Saved data entries
PR #204, opened 2015-10-05
Adding content_available to gcm

victorlcampos:
Hi,
to use GCM for IOS it's necessary set content_available in body message. I make this changes, but I don't know how to make the tests pass (how to set up the relational databases and mongo).

Source: https://developers.google.com/cloud-messaging/ios/client

### DIFF
--- a/Gemfile.lock
+++ b/Gemfile.lock
@@ -244,3 +244,6 @@ DEPENDENCIES
   sqlite3
   stackprof
   timecop
+
+BUNDLED WITH
+   1.10.3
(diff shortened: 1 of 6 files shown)


aried3r:
Thanks for doing this, just stumbled upon this since I wanted to set the same flag myself, but couldn't.

I think you might have to add the migration here: https://github.com/rpush/rpush/blob/357ef6e5329b53229a5c3a53c6ce1ac6f84164de/lib/generators/rpush_migration_generator.rb#L41-L42

And call it `2_5_1` maybe, or w/e version is the next release. But `2_1_1` is misleading.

# Exercise description:
The reply should consist solely of the lines above from the one that has "Source: https://developers.google.com/cloud-messaging/ios/client" through the one that has "Thanks for doing", reproduced exactly.

# Answer for the task:
Source: https://developers.google.com/cloud-messaging/ios/client

### DIFF
--- a/Gemfile.lock
+++ b/Gemfile.lock
@@ -244,3 +244,6 @@ DEPENDENCIES
   sqlite3
   stackprof
   timecop
+
+BUNDLED WITH
+   1.10.3
(diff shortened: 1 of 6 files shown)


aried3r:
Thanks for doing this, just stumbled upon this since I wanted to set the same flag myself, but couldn't.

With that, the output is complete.